Got a Business Idea? Billionaire Stephen A. Schwarzman Has 3 Questions to Ask Yourself Before Launching It.
If you're going to start a business, it must pass three basic tests, says the CEO of global private equity firm The Blackstone Group.
The following excerpt is from Stephen A. Schwarzman's book What It Takes: Lessons In the Pursuit of Excellence. Copyright © 2019 by Stephen A. Schwarzman. Reprinted by permission of Avid Reader Press, an Imprint of Simon & Schuster, Inc.
I once attended a meeting of student entrepreneurs at a top American university. A professor of entrepreneurship showed a slide illustrating all the steps a startup must take, from hiring people and raising money to developing a product and going to market. His slide showed the business on a predictable, upwardly curving trajectory hitting various milestones. If only, I thought to myself. My experience of entrepreneurship was anything but a smooth, upward curve. It was so grueling that I have never understood the idea of people wanting to be “serial entrepreneurs.” Doing it once is hard enough.

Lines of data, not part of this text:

PR #912, opened 2023-12-24
(fix) Phone field should be defined as a built-in field

brandones:
## Requirements

## Summary

The phone field was defined as a default in the fieldDefinitions config. This is wrong; this makes it so that an implementer who provides a custom field definition will wipe out the phone field.

Also it seems that the `phone & email` field is no more, so I got rid of that.

## Related Issue

Discovered while reproing https://openmrs.atlassian.net/issues/O3-1425

### DIFF
--- a/packages/esm-patient-registration-app/src/patient-registration/field/field.test.tsx
+++ b/packages/esm-patient-registration-app/src/patient-registration/field/field.test.tsx
@@ -288,9 +288,7 @@ describe('Field', () => {
       error = err;
     }
 
-    expect(error).toBe(
-      "Invalid field name 'invalidField'. Valid options are 'weight', 'name', 'gender', 'dob', 'address', 'id', 'phone & email'.",
-    );
+    expect(error).toMatch(/Invalid field name 'invalidField'. Valid options are /);
     expect(screen.queryByTestId('invalid-field')).not.toBeInTheDocument();
 
     consoleError.mockRestore();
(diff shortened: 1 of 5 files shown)


brandones:
Ohhhh I see why this happened now. https://github.com/openmrs/openmrs-esm-patient-management/pull/612 Probably the right thing to do is to add a `fieldConfiguration`

brandones:
Also is there supposed to be a built-in email field?

packages/esm-patient-registration-app/src/patient-registration/field/field.test.tsx
```diff
@@ -288,9 +288,7 @@ describe('Field', () => {
       error = err;
     }
 
-    expect(error).toBe(
-      "Invalid field name 'invalidField'. Valid options are 'weight', 'name', 'gender', 'dob', 'address', 'id', 'phone & email'.",
-    );
+    expect(error).toMatch(/Invalid field name 'invalidField'. Valid options are /);
```
vasharma05, line 291: The error message is incomplete.

vasharma05:
Just a simple drawback, this will make the application configuration bit stiff, if such more specific fields are added in the future, otherwise all good!

packages/esm-patient-registration-app/src/patient-registration/field/field.test.tsx
brandones: It's intentional. With the list, then every time the built-ins change the test needs updating. Without, it fails to test against the possibility that something goes wrong with listing the built-ins. It's a minor preference, but I think the risk of the latter is worth the convenience of avoiding the former.

brandones:
Ok, thanks @vasharma05 !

By the time the professor stopped talking and passed the microphone to me, I had decided these students needed a reality check. If you are going to start a business, I told them, I believe it has to pass three basic tests.
Three Tests for Your Business Idea
First, your idea has to be big enough to justify devoting your life to it. Make sure it has the potential to be huge.
Second, it should be unique. When people see what you are offering, they should say to themselves, “My gosh, I need this. I’ve been waiting for this. This really appeals to me.” Without that “aha!” you are wasting your time.
Third, your timing must be right. The world actually doesn’t like pioneers, so if you are too early, your risk of failure is high. The market you are targeting should be lifting off with enough momentum to help make you successful.
If you pass these three tests, you will have a business with the potential to be big, that offers something unique, and is hitting the market at the right time. Then you have to be ready for the pain. No entrepreneur anticipates or wants pain, but pain is the reality of starting something new. It is unavoidable.
Build the Right Team
Real companies don’t just happen. Raising money and recruiting good people is very hard. Even when you are small, though, and your resources most constrained, finding the right people is the most important thing you can do. You typically won’t have access to the best, who are working elsewhere at much higher compensation levels. You have to make do with the people you get. That means, at a minimum, you must reduce your criteria to a simple question: Does this person have the same zealous commitment to the mission of this business as you do?
When Phil Knight was building Nike, he hired other distance runners to work with him because he knew that whatever they lacked in terms of business knowledge, they made up for in stamina. They would never give up. They would take the pain and make it to the end of the race despite the difficulties.
When you start a company, you are usually happy to find anyone of quality willing to go on the journey with you. But as you grow, you realize that some people are like wide receivers in football with hands of stone. You throw to them, and the ball just bounces off them. Others have hands like glue. As a decent person you think your role is to coax the 6s and 7s out of 10. If you keep them, you will end up with a dysfunctional company where you do all the work, staying up all night with the few people who can make it happen.
You have two options: Either run a middling company going nowhere or clear out the mediocrity you created so you can grow. If you are ambitious, you have to fill your company with 9s and 10s, and give them the difficult tasks to do.
Finally, to succeed as an entrepreneur, you have to be paranoid. You always have to believe your company, regardless of size, is a little company. The moment you start to become big and successful, challengers will appear and do their best to take your customers and defeat your business. You are never more vulnerable than at the moment you think you have succeeded.
Many founder-led companies stumble trying to make the transition from scrappy startup to a well-managed machine. Entrepreneurs often prefer to trust their instincts rather than the more orderly systems that professional managers use. Entrepreneurs often resist any limits placed on those instincts and the energy that brought their company into existence. But eventually it is those limits that create the foundation for the next phase of growth. The turbulence of starting a firm must at some point permit systems to be implemented that allow other people to help drive the organization forward.